O Ministério Público de Santa Catarina (MPSC) abriu inquérito para apurar a falta de um plano de segurança contra incêndios no Hospital Celso Ramos, em Florianópolis. A investigação foi aberta na quinta-feira (3) e a Promotoria de Justiça deu o prazo de 10 dias para que o estado se manifeste. A Secretaria de Estado da Saúde disse em nota que vai apresentar as respostas dentro do prazo solicitado.
Vistorias e plano
A falta de um plano de segurança já tinha sido constatada pelos bombeiros durante vistorias em abril e julho desse ano, quando o hospital foi notificado e multado. Na época, os bombeiros também encontraram extintores de incêndios vazios e fora do prazo, bem como saídas de emergência trancadas, entre outros problemas.
O plano contra incêndios, segundo o gerente de fiscalização Conselho de Arquitetura e Urbanismo, Fernando Hayashi, é indispensável para o funcionamento de uma edificação do porte do hospital. “Não havendo esse plano, você também não consegue a emissão do documento para utilizar a edificação”, explicou.
O plano de segurança poderia ter sido acionado em 24 de setembro, quando um princípio de incêndio atingiu o hospital. As chamas começaram numa sala de equipamentos eletrônicos e foram rapidamente controladas. Mas a fumaça acabou se espalhando para outros setores – inclusive para a emergência, que teve de ser evacuada.

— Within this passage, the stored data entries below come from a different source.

PR #328, opened 2020-04-07
profiling: remove some dependencies

rleungx:


pkg/apiserver/profiling/profile.go
```diff
@@ -15,64 +15,169 @@ package profiling
...
+
+type fetcher struct {
+	ctx        context.Context
+	httpClient *http.Client
+	target     *utils.RequestTargetNode
+	output     string
+	tls        bool
+}
+
+func (f *fetcher) Fetch(src string, duration, timeout time.Duration) (*profile.Profile, string, error) {
```
breeswish, line 104: do we still need this function?

pkg/apiserver/profiling/profile.go
```diff
@@ -15,64 +15,169 @@ package profiling
...
+	case utils.NodeKindTiKV:
+		return fetchFlameGraphSVG(ctx, httpClient, target, fileNameWithoutExt, profileDurationSecs, tls)
+	case utils.NodeKindPD, utils.NodeKindTiDB:
+		return fetchPprofSVG(ctx, httpClient, target, fileNameWithoutExt, "dot", profileDurationSecs, tls)
 	default:
 		return "", fmt.Errorf("unsupported target %s", target)
 	}
+}
+
+func fetchFlameGraphSVG(ctx context.Context, httpClient *http.Client, target *utils.RequestTargetNode, fileNameWithoutExt string, profileDurationSecs uint, tls bool) (string, error) {
```
breeswish, line 157: maybe we should call it something like fetchTiKVProfiling since this function will not work for all components

pkg/apiserver/profiling/profile.go
```diff
@@ -15,64 +15,169 @@ package profiling
...
-	// TiKV dose not support TLS for the status server currently
-	if target.Kind != utils.NodeKindTiKV && tls {
+	if tls {
 		schema = "https"
 	}
-	return fmt.Sprintf("%s://%s:%d%s", schema, target.IP, target.Port, url), nil
+	url := fmt.Sprintf("%s://%s:%d/debug/pprof/profile?seconds=%d", schema, target.IP, target.Port, profileDurationSecs)
+	req, err := http.NewRequest(http.MethodGet, url, nil)
+	if err != nil {
+		return "", err
```
breeswish, line 165: please make some more readable errors

pkg/apiserver/profiling/profile.go
```diff
@@ -15,64 +15,169 @@ package profiling
...
-	var url string
-	secs := strconv.Itoa(int(profileDurationSecs))
+func profileAndWriteSVG(ctx context.Context, target *utils.RequestTargetNode, fileNameWithoutExt string, profileDurationSecs uint, httpClient *http.Client, tls bool) (string, error) {
 	switch target.Kind {
-	case utils.NodeKindPD:
-		url = "/pd/api/v1/debug/pprof/profile?seconds=" + secs
-	case utils.NodeKindTiKV, utils.NodeKindTiDB:
-		url = "/debug/pprof/profile?seconds=" + secs
+	case utils.NodeKindTiKV:
+		return fetchFlameGraphSVG(ctx, httpClient, target, fileNameWithoutExt, profileDurationSecs, tls)
```
breeswish, line 149: PD-Allow-follower-handle header will not be set for PD, is it ok?

pkg/apiserver/profiling/profile.go
rleungx: Yes, we need to use it to get DOT output

pkg/apiserver/profiling/profile.go
rleungx: `PD-Allow-follower-handle` will be set for PD in `getProfile` function

breeswish:
Manually confirmed that it works 👏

Isso, segundo o arquiteto, poderia ter sido evitado. “O correto é que ele tenha um sistema para direcionamento dessa fumaça. Nós temos escadas protegidas contra incêndio, portas corta-fogo. Então todo o planejamento do sistema vai abarcar esses sistemas de prevenção para evitar que a fumaça se espalhe na edificação”, disse Hayashi.
O Ministério Público ainda fala que no Hospital Celso Ramos também falta o habite-se, um documento em que se atesta que o local tem condições de segurança.
Até semana que vem, a Secretaria da Saúde precisa apresentar as providências que tomou para regularizar a situação. O Corpo de Bombeiros Militar de Santa Catarina informou que as informações solicitadas à corporação serão repassadas ao MP e à Secretaria, conforme prazo do inquérito.